Stored items:
PR #1382, opened 2025-11-12
PLEX-1731 implementation SolanaService

Unheilbar:
Supports [chainlink-common](https://github.com/smartcontractkit/chainlink-common/pull/1643)


pkg/solana/solana_service.go
```diff
@@ -0,0 +1,536 @@
...
+func (ss *solanaService) QueryTrackedLogs(ctx context.Context, filterQuery []query.Expression,
+	limitAndSort query.LimitAndSort) ([]*commonsol.Log, error) {
+	lp := ss.chain.LogPoller()
+	// TODO derive query name from filterQuery
+	logs, err := lp.FilteredLogs(ctx, filterQuery, limitAndSort, "")
+	if err != nil {
+		return nil, fmt.Errorf("failed to filter logs: %w", err)
+	}
+
+	res := make([]*commonsol.Log, len(logs))
```
silaslenihan: Found a bug with this while working on my integration tests: 
```suggestion
	res := make([]*commonsol.Log, 0, len(logs))
```

pkg/solana/solana_service.go
```diff
@@ -0,0 +1,741 @@
...
+		}
+	}
+
+	var txs []commonsol.TransactionWithMeta
+	if n := len(block.Transactions); n > 0 {
+		txs = make([]commonsol.TransactionWithMeta, n)
+		for i, tx := range block.Transactions {
+			var perTxBT *commonsol.UnixTimeSeconds
+			if tx.BlockTime != nil {
+				t := commonsol.UnixTimeSeconds(int64(*block.BlockTime))
```
silaslenihan: should this be `tx.BlockTime`?

pkg/solana/solana_service.go
```diff
@@ -0,0 +1,741 @@
...
+	}
+
+	f, err := convertFilter(req)
+	if err != nil {
+		return err
+	}
+
+	err = lp.RegisterFilter(ctx, f)
+	if err != nil {
+		return fmt.Errorf("failed to register fitler: %w", err)
```
silaslenihan:
```suggestion
		return fmt.Errorf("failed to register filter: %w", err)
```

pkg/solana/solana_service.go
```diff
@@ -0,0 +1,741 @@
...
+}
+
+func convertAccountResult(acc *rpc.GetAccountInfoResult) *commonsol.GetAccountInfoReply {
+	if acc == nil {
+		return nil
+	}
+
+	var a *commonsol.Account
+	if acc.Value != nil {
+		acc.Value.Data.GetBinary()
```
silaslenihan: is this doing anything?

pkg/solana/solana_service_test.go
```diff
@@ -0,0 +1,291 @@
...
+	for j := range s {
+		s[j] = i
+	}
+	return s
+}
+
+func csig(i byte) commonsol.Signature { return commonsol.Signature(sig(i)) }
+
+func uint64Ptr(v uint64) *uint64    { return &v }
+func uint64PtrVal(v uint64) *uint64 { return &v }
```
silaslenihan: can get rid of one of these

pkg/solana/solana_service.go
```diff
@@ -0,0 +1,741 @@
...
+	queryName := deriveNameFromFilterQuery(filterQuery)
+	logs, err := lp.FilteredLogs(ctx, filterQuery, limitAndSort, queryName)
+	if err != nil {
+		return nil, fmt.Errorf("failed to filter logs: %w", err)
+	}
+
+	res := make([]*commonsol.Log, 0, len(logs))
+	for _, l := range logs {
+		res = append(res, &commonsol.Log{
+
```
silaslenihan:
```suggestion
```

pkg/solana/solana_service.go
```diff
@@ -0,0 +1,741 @@
...
+	return res, nil
+}
+
+func deriveNameFromFilterQuery(filter []query.Expression) string {
+	var address string
+	var eventSig string
+
+	for _, expr := range filter {
+		if expr.IsPrimitive() {
```
silaslenihan, line 197: So if `IsPrimitive()` is false, we're just going to return "-" here? Is that the expected outcome or should we error if name and eventSig are nil

pkg/solana/solana_service.go
```diff
@@ -0,0 +1,741 @@
...
+		return nil
+	}
+	out := &commonsol.TransactionResultEnvelope{}
+	data := tx.Transaction.GetData()
+	out.AsDecodedBinary = commonsol.Data{
+		Content:  data.Content,
+		Encoding: commonsol.EncodingType(data.Encoding),
+	}
+	if pr, err := tx.Transaction.GetTransaction(); err != nil {
+		out.AsParsedTransaction = convertTransaction(pr)
```
silaslenihan: little confused why we call `convertTransaction()` if there is an error. Is this the intended outcome or should we return nil / an error here?

pkg/solana/solana_service.go
Unheilbar: good point, I actually picked up the approach from evmService impl. Do we assume that LogTrigger filters always have either Address or EventSig or Both?

silaslenihan: It will always have both coming from LogTrigger

Unheilbar: Cool, it shouldn't be used outside of LogTrigger, so I will add a validation

yashnevatia (dismissed):

pkg/solana/solana_service.go
```diff
@@ -0,0 +1,748 @@
...
+
+func convertDataBytesOrJSON(obj *rpc.DataBytesOrJSON, enc commonsol.EncodingType) *commonsol.DataBytesOrJSON {
+	if obj == nil {
+		return nil
+	}
+	if enc == "" {
+		enc = commonsol.EncodingJSON // default
+	}
+	var txJSON []byte
+	if b, err := json.Marshal(obj); err == nil {
```
yashnevatia: err not being handled here ?

Unheilbar: yeah you are right, if the caller called for json we should either return an error or fallback to binary. Pushing fixes now

pkg/solana/solana_service.go
```diff
@@ -0,0 +1,806 @@
...
+	commonsol "github.com/smartcontractkit/chainlink-common/pkg/types/chains/solana"
+	"github.com/smartcontractkit/chainlink-common/pkg/types/query"
+	solprimitives "github.com/smartcontractkit/chainlink-common/pkg/types/query/primitives/solana"
+	"github.com/smartcontractkit/chainlink-common/pkg/utils/retry"
+	logpollertypes "github.com/smartcontractkit/chainlink-solana/pkg/solana/logpoller/types"
+	"github.com/smartcontractkit/chainlink-solana/pkg/solana/txm/utils"
+)
+
+type solanaService struct {
+	commontypes.UnimplementedSolanaService
```
silaslenihan, line 24: this should be removed now right?

Unheilbar: nope, its done on purpose so updating solanaService in common in the future won't block other people on bumping common in cl-solana.

yashnevatia (approved):

PR #1383, opened 2025-11-12
adding reportFail on forwarder with go tests

yashnevatia:
[Blocked on figuring out write target flow]
### Description

 

- Added a new function called report_failure
- It takes exactly the same context as report
- report_failure
  - verifies signature
  - verifies account hash
  - proceeds to mark execution as failed

https://smartcontract-it.atlassian.net/browse/PLEX-1927


contracts/programs/keystone-forwarder/src/lib.rs
```diff
@@ -334,6 +294,103 @@ pub mod keystone_forwarder {
 
         Ok(())
     }
+
+    pub fn report_failure<'info>(
+        ctx: Context<'_, '_, '_, 'info, Report<'info>>,
+        data: Vec<u8>,
```
PabloMansanet, line 314: Nit: pass as &[u8] unless you have a good reason to take ownership. As far as I can see all uses of this are through a slice, so no need to commit to a vec here.

contracts/programs/keystone-forwarder/src/lib.rs
```diff
@@ -334,6 +294,103 @@ pub mod keystone_forwarder {
...
+    ) -> Result<()> {
+        require!(report_size_ok(&data), ForwarderError::InvalidReport);
+
+        // get config
+        let oracles_config = ctx.accounts.oracles_config.load()?;
+
+        verify_report_signatures(&data, &oracles_config)?;
+
+        let raw_report_len = data.len() - REPORT_CONTEXT_LEN;
```
PabloMansanet: Whenever possible always use safe subtraction methods; `checked_sub` or `saturating_sub`.

contracts/programs/keystone-forwarder/src/lib.rs
```diff
@@ -334,6 +294,103 @@ pub mod keystone_forwarder {
...
+/// Verifies that the report has valid signatures from the configured oracles
+#[inline(never)]
+pub fn verify_report_signatures(data: &[u8], oracles_config: &OraclesConfig) -> Result<()> {
+    let num_signatures = data[0] as usize;
+
+    require_gte!(
+        num_signatures,
+        (oracles_config.f + 1) as usize,
+        ForwarderError::InvalidSignatureCount
+    );
```
PabloMansanet, line 392: Nit: maybe just `gt` instead of `gte` and removing the +1 is clearer.

contracts/programs/keystone-forwarder/src/lib.rs
```diff
@@ -334,6 +294,103 @@ pub mod keystone_forwarder {
...
+
+    // extract signatures
+    let data = &data[1..];
+    let total_signature_len: usize = SIGNATURE_LEN * num_signatures;
+
+    let signatures: &[u8] = &data[..total_signature_len];
+    // raw_report | report context
+    let data = &data[total_signature_len..];
```
PabloMansanet: It's a bit more idiomatic to use [split_at](https://doc.rust-lang.org/std/primitive.slice.html#method.split_at), that way you can't get an index mismatch.

contracts/programs/keystone-forwarder/src/lib.rs
```diff
@@ -334,6 +294,103 @@ pub mod keystone_forwarder {
...
+
+    // Build the preimage the same way the OCR keyring does:
+    // SHA256( [u8(len(raw_report))] || raw_report || ctx)
+    let mut preimage = vec![0u8; 1 + data.len()];
+
+    let raw_report_len = data.len() - REPORT_CONTEXT_LEN;
```
PabloMansanet: Ditto on subtractions.

contracts/programs/keystone-forwarder/src/lib.rs
```diff
@@ -334,6 +294,103 @@ pub mod keystone_forwarder {
...
+    // OCR keyring also does not error on overflow
+    let raw_report_len_u8: u8 = raw_report_len as u8;
```
PabloMansanet, line 408: micro-nit, but you don't need the type hint here if you have the cast.

contracts/programs/keystone-forwarder/src/lib.rs
```diff
@@ -334,6 +320,90 @@ pub mod keystone_forwarder {
 
         Ok(())
     }
+
+    pub fn report_failure<'info>(
+        ctx: Context<'_, '_, '_, 'info, Report<'info>>,
+        data: Vec<u8>,
+    ) -> Result<()> {
+        require!(report_size_ok(&data), ForwarderError::InvalidReport);
+
```
augustbleeds, line 317: so the intent is that anyone can send this report failure as long as the report is valid?

contracts/programs/keystone-forwarder/src/lib.rs
augustbleeds: failure may have been set previously by a node so we should set it back to false

contracts/programs/keystone-forwarder/src/state.rs
```diff
@@ -46,4 +46,7 @@ pub struct ExecutionState {
     pub transmission_id: [u8; 32],
     // until failure states are reported by the write target, success will always be true
     pub success: bool,
+    // having an explicit failure state allows us to differentiate between a failed transmission and one
+    // not yet initiated
+    pub failure: bool,
```
augustbleeds: Two options here:

1. 
You can tell if the transmission is being initialized for the first time because the transmission_id and transmitter will all be default 0 values. 

so for example, this will let you differentiate between what a "false" success means and one which was just initialized (so no report beforehand)

2. 
but to make it cleaner we can use enums so that 

enum Status {
    NotReported, // 0
    Success,     // 1
    Failure,     // 2
}

when you initialize the execution status for the first time it'll show NotReported.

contracts/programs/keystone-forwarder/src/lib.rs
```diff
@@ -334,6 +320,90 @@ pub mod keystone_forwarder {
...
+        let oracles_config = ctx.accounts.oracles_config.load()?;
+        let num_signatures = data[0] as usize;
```
augustbleeds: when it comes to extracting the info from the byte array, there's redundancy between report_failure and report. there's lots of indexing back and forth so it's not straightforward.

would be nice to make this cleaner. 

perhaps creating a struct where you can initialize it with the byte array and call methods on it to get the info you're interested in

let r = ReportArray::init(data)
r.get_num_signatures();
...
r.get_all() // or just return all info you want in one method

contracts/programs/keystone-forwarder/src/lib.rs
yashnevatia: added code to check report failure can only be called by configured transmitter

contracts/programs/keystone-forwarder/src/lib.rs
yashnevatia: changed this to enum like you suggested below.

contracts/programs/keystone-forwarder/src/state.rs
yashnevatia: excellent suggestion, using enum

contracts/programs/keystone-forwarder/src/lib.rs
yashnevatia: so i was trying to simply pull out the replicated code into a function.
but its somehow blowing up the stack even though i pass data by reference.
i fear it will be worse if we init a new ReportArray.
let me try and pass it by reference and see why is the stack blowing up by printing the stack size after each step.

yashnevatia: extracted code to common function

WORK ORDER:
Search the data above for the string "target". Report every line where it is found.

RESULT:
[Blocked on figuring out write target flow]
     // until failure states are reported by the write target, success will always be true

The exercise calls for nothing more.